En la segunda estación vemos bajar a un contingente derrotado, con lágrimas y lagañas congeladas, que en su discurso asocian la derrota con la maldición leída en una litografía hallada en la bóveda de un búnker de Westfalia, cerrado hace décadas, quizás escondite de refugiados turcos, quizás catacumba de la Guerra Fría. Reza esta maldición que los humanoides caucásicos, siempre tipos enormes, cuadriláteros, son producto de fusionar un califato antiquísimo con el labriego de una campiña en Transilvania, y chamacos-montaña como Hummels y Reus, nacidos en el 88, bien dados y bien emplumados, dejarán tu existencia tocada por una musiquita que inyecta en cada atrevimiento un tufo de bestialidad.

La corpulencia de Hummels y otras fortificaciones como Boateng, Gomez, Neuer y el paladín Goretzka, es muy superior a la nuestra. Lo digo agrupando en el pronombre no solo a los mexicanos sino a la ramplona mayoría de la humanidad. Sus dimensiones son para quejarse ante FIFA, les nutren primacías y virtudes, protocolos y gracias, sutilezas y variaciones. Quizás por ello, a medio camino, en pleno pecho de Hummels, uno de los defensores mexicanos se detiene a medir los pectorales, referenciados en el par de dilatados, purpúreos pezones. Gallardo aprovecha un córner para acercarse a Guardado, a quien dice: “Son como luces.” Guardado pondera un instante, y responde: “No, son como raíces.” Cuando están por patear el córner, se les acurruca Salcedo murmurando: “Ya lo vi mejor, son como nubes.”

Osorio, el paternal entrenador, que cuenta con un receptor equipado con zoom acústico para decodificar el lenguaje labial, se da cuenta de la conversación y manda llamar a sus defensas.

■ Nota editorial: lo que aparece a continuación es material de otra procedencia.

PR #307508, opened 2026-04-02
Sessions: Fix stopped session stuck in list as Working

osortega:
Fixes #306883

## Problem

When a session was stopped before the agent created a worktree, it would get permanently stuck in the session list showing "New Session" with "Working..." status. Archive and delete would silently no-op on the stuck entry.

**Root cause:** `_waitForCommittedSession()` and `_waitForSessionInCache()` created promises that never resolved when a request was cancelled before the session was committed (untitled → real URI swap). Since the commit event would never arrive, the temp session remained in the cache indefinitely. Meanwhile, `archiveSession()` and `deleteSession()` relied on `_findAgentSession()` which returns `undefined` for uncommitted temp sessions, causing them to silently no-op.

## Fix

- **Bound `_waitForCommittedSession` with `responseCompletePromise`** — races the commit event against response completion. In normal flow the commit fires during request processing (before the response finishes), so `commitPromise` always wins. If the response finishes first (cancelled before worktree creation), throws immediately so the caller's catch block cleans up the temp session.
- **Add timeouts and `DisposableStore` cleanup to both wait helpers** — prevents leaked event listeners on the hanging path. `_waitForSessionInCache` uses a 10s safety timeout since the adapter should appear almost immediately.
- **Allow archive/delete on temp sessions** — `archiveSession()` and `deleteSession()` now fall through to `_cleanupTempSession()` when `_findAgentSession()` returns nothing, properly removing uncommitted sessions from the cache and firing the removal event.

### DIFF
--- a/src/vs/sessions/contrib/copilotChatSessions/browser/copilotChatSessionsProvider.ts
+++ b/src/vs/sessions/contrib/copilotChatSessions/browser/copilotChatSessionsProvider.ts
@@ -23,7 +23,7 @@ import { IChatResponseModel } from '../../../../workbench/contrib/chat/common/mo
 import { ChatSessionStatus, IChatSessionFileChange, IChatSessionsService, IChatSessionProviderOptionGroup, IChatSessionProviderOptionItem } from '../../../../workbench/contrib/chat/common/chatSessionsService.js';
 import { ISession, IChat, ISessionRepository, ISessionWorkspace, SessionStatus, GITHUB_REMOTE_FILE_SCHEME, IGitHubInfo } from '../../sessions/common/sessionData.js';
 import { ChatAgentLocation, ChatModeKind, ChatPermissionLevel } from '../../../../workbench/contrib/chat/common/constants.js';
-import { basename } from '../../../../base/common/resources.js';
+import { basename, isEqual } from '../../../../base/common/resources.js';
 import { ISendRequestOptions, ISessionsBrowseAction, ISessionChangeEvent, ISessionsProvider, ISessionType } from '../../sessions/browser/sessionsProvider.js';
 import { ISessionOptionGroup } from '../../chat/browser/newSession.js';
 import { IsolationMode } from './isolationPicker.js';
@@ -1595,7 +1595,7 @@ export class CopilotChatSessionsProvider extends Disposable implements ISessions
 		try {
 			const commitPromise = new Promise<URI>(resolve => {
 				disposables.add(this.chatSessionsService.onDidCommitSession(e => {
-					if (e.original.toString() === untitledResource.toString()) {
+					if (isEqual(e.original, untitledResource)) {
 						resolve(e.committed);
 					}
 				}));
--- a/src/vs/sessions/contrib/copilotChatSessions/browser/copilotChatSessionsProvider.ts
+++ b/src/vs/sessions/contrib/copilotChatSessions/browser/copilotChatSessionsProvider.ts
@@ -19,6 +19,7 @@ import { getRepositoryName } from '../../../../workbench/contrib/chat/browser/ag
 import { IAgentSessionsService } from '../../../../workbench/contrib/chat/browser/agentSessions/agentSessionsService.js';
 import { AgentSessionProviders, AgentSessionTarget } from '../../../../workbench/contrib/chat/browser/agentSessions/agentSessions.js';
 import { IChatService, IChatSendRequestOptions } from '../../../../workbench/contrib/chat/common/chatService/chatService.js';
+import { IChatResponseModel } from '../../../../workbench/contrib/chat/common/model/chatModel.js';
 import { ChatSessionStatus, IChatSessionFileChange, IChatSessionsService, IChatSessionProviderOptionGroup, IChatSessionProviderOptionItem } from '../../../../workbench/contrib/chat/common/chatSessionsService.js';
 import { ISession, IChat, ISessionRepository, ISessionWorkspace, SessionStatus, GITHUB_REMOTE_FILE_SCHEME, IGitHubInfo } from '../../sessions/common/sessionData.js';
 import { ChatAgentLocation, ChatModeKind, ChatPermissionLevel } from '../../../../workbench/contrib/chat/common/constants.js';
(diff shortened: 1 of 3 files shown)


src/vs/sessions/contrib/copilotChatSessions/browser/copilotChatSessionsProvider.ts
```diff
@@ -1550,37 +1569,89 @@ export class CopilotChatSessionsProvider extends Disposable implements ISessions
...
+				// worktree creation), the commit will never arrive.
+				const committed = await Promise.race([
+					commitPromise.then(uri => ({ committed: true as const, uri })),
+					responseCompletePromise.then(() => ({ committed: false as const })),
+				]);
+
+				if (committed.committed) {
+					return committed.uri;
+				}
+
```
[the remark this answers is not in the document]
osortega: Fixed

src/vs/sessions/contrib/copilotChatSessions/browser/copilotChatSessionsProvider.ts
```diff
@@ -1195,30 +1200,34 @@ export class CopilotChatSessionsProvider extends Disposable implements ISessions
...
+			}
+
+			this._refreshSessionCache();
+			return;
 		}
 
-		this._refreshSessionCache();
+		// Temp session that hasn't been committed — remove it directly
+		this._cleanupTempSession(sessionId);
 	}
```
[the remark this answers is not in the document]
osortega: Added

src/vs/sessions/contrib/copilotChatSessions/browser/copilotChatSessionsProvider.ts
```diff
@@ -1647,6 +1718,28 @@ export class CopilotChatSessionsProvider extends Disposable implements ISessions
...
+		if (!chatSession) {
+			return;
+		}
+
+		const key = chatSession.resource.toString();
+		this._sessionCache.delete(key);
+		if (this._currentNewSession?.id === chatSession.id) {
+			this._currentNewSession = undefined;
+		}
+		this._onDidChangeSessions.fire({ added: [], removed: [this._chatToSession(chatSession)], changed: [] });
```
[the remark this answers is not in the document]
osortega: Fixed

src/vs/sessions/contrib/copilotChatSessions/browser/copilotChatSessionsProvider.ts
```diff
@@ -1550,37 +1576,99 @@ export class CopilotChatSessionsProvider extends Disposable implements ISessions
...
-				}
+	private async _waitForCommittedSession(
+		untitledResource: URI,
+		responseCompletePromise?: Promise<void>,
+		responseCreatedPromise?: Promise<IChatResponseModel>,
+	): Promise<URI> {
+		const disposables = new DisposableStore();
+		try {
+			const commitPromise = new Promise<URI>(resolve => {
+				disposables.add(this.chatSessionsService.onDidCommitSession(e => {
```
mjbvz, line 1597: Ok I know your PR didn't add this (https://github.com/microsoft/vscode/pull/305880) but I do not like seeing  committed sessions and untitled sessions. Tyler and I have been trying  to clean this up and were making real progress. I will follow up because it's disappointing that this debt is now in the new sessions code too

src/vs/sessions/contrib/copilotChatSessions/browser/copilotChatSessionsProvider.ts
```diff
@@ -1550,37 +1576,99 @@ export class CopilotChatSessionsProvider extends Disposable implements ISessions
...
+					if (e.original.toString() === untitledResource.toString()) {
```
mjbvz: Please always use `isEqual` for uri comparisons

src/vs/sessions/contrib/copilotChatSessions/browser/copilotChatSessionsProvider.ts
```diff
@@ -1647,6 +1735,31 @@ export class CopilotChatSessionsProvider extends Disposable implements ISessions
...
+	 * Used when delete/archive is invoked on a session that is still pending
+	 * commit (e.g. was stopped before the agent created a worktree).
+	 */
+	private _cleanupTempSession(sessionId: string): void {
+		const chatSession = this._findChatSession(sessionId);
+		if (!chatSession) {
+			return;
+		}
+
+		const key = chatSession.resource.toString();
```
mjbvz, line 1749: And also not this commit but these should be `ResourceMap`. It saves a lot of potential pain

mjbvz (dismissed):

src/vs/sessions/contrib/copilotChatSessions/browser/copilotChatSessionsProvider.ts
osortega: I agree, I think this came with the re-do of the sessions list and switching to sessions providers that register harnesses that @sandy081 did.
I'm not super comfortable with changing it without the help of Sandeep so I will defer that to him

src/vs/sessions/contrib/copilotChatSessions/browser/copilotChatSessionsProvider.ts
osortega: Changed it

dmitrivMS (approved):

src/vs/sessions/contrib/copilotChatSessions/browser/copilotChatSessionsProvider.ts
```diff
@@ -1550,37 +1576,99 @@ export class CopilotChatSessionsProvider extends Disposable implements ISessions
...
+				}));
 			});
-		});
+
+			// The adapter should appear almost immediately after the commit
+			// event via _refreshSessionCache; use a short safety timeout.
+			const result = await raceTimeout(sessionPromise, 5_000);
+			if (!result) {
+				throw new Error('Timed out waiting for committed session in cache');
+			}
```
sandy081, line 1667: @osortega I intentionally did not want this timeout. This timeout just adds a bandaid to the underlying bug. One should never go into this timeout.

osortega: @sandy081 not sure what a good workaround would be here without the timeout. Waiting forever for `onDidChangeSessions` to be fired seems like we could end up hanging here. 
I was seeing the same behavior with `_waitForCommittedSession` and that was causing some issues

Aprovechan la atención de un jugador lastimado y corren a la banda. El DT colombiano les explica, en un esfuerzo por sintetizar el E=mc² con peras y manzanas, que Mats Hummels no es ni un taladro, ni una zarzamora, ni un troll, así que basta, olviden la prosapia germana y la cuna de privilegio que estamos hablando de un futbolista que, como ustedes, acaso tiene en la cabeza mierda, pastura y molasa. Reservan ciertas dudas, pero asienten al unísono. La astucia del míster no es solo para entenderla; hay que metabolizarla.

Total, a media montaña dan ganas de escucharlo hablar. Juraría que Hummels tiene un vozarrón de no mames, ensanchado por un sistema de galeras y cavernas. Después de un furibundo rechace que va a dar al empeine de Toni Kroos, suelta apenas un vocablo que frena a los atacantes como ventisca tramontana, con la premisa de verse dislocado de la cordillera, para descender, ocupar el valle y verse las caras con la ratonil vivacidad de “Chucky” Lozano y “Chícharo” Hernández, alebrestados, ansiosos.

Ante la garita Hummels-Boateng-Kimmich, Lozano y Hernández renuncian inteligentemente al alpinismo y juegan a ras de césped, asistidos por Herrera y Vela, en una exploración colectiva, desmenuzada y glotona, bastante menos perpendicular de lo que Hummels esperaba. Y la montaña ruge, con un gol mexicano de geometría y carambola. El manto nacarado de la tribuna arde con fallos subsecuentes, balones al poste, porteros al suelo, un turbión de estertores borrascosos que perturban el estoico rostro de Joaquim Löw con finísimas pinzas y escollos. El resto del domingo, con el ascenso cumplido para sitiar la bandera y tomar una selfie en la que se cuelan los macizos nevados, México subsana con ese golecito una endémica falta de dientes. El resultado más importante de su historia mundialista –aún fuera de la zona trascendente– acontece con ese afán de competir en terquedad. La terquedad jaloneada de las doñitas que tejen el punto y cruz, desinteresadas en llevarse la girnalda de olivo, a quienes ni se les pega la gana de dejar de tejer, ni ceden su mecedora, ni saben cuándo dar por terminada la maldita bufanda.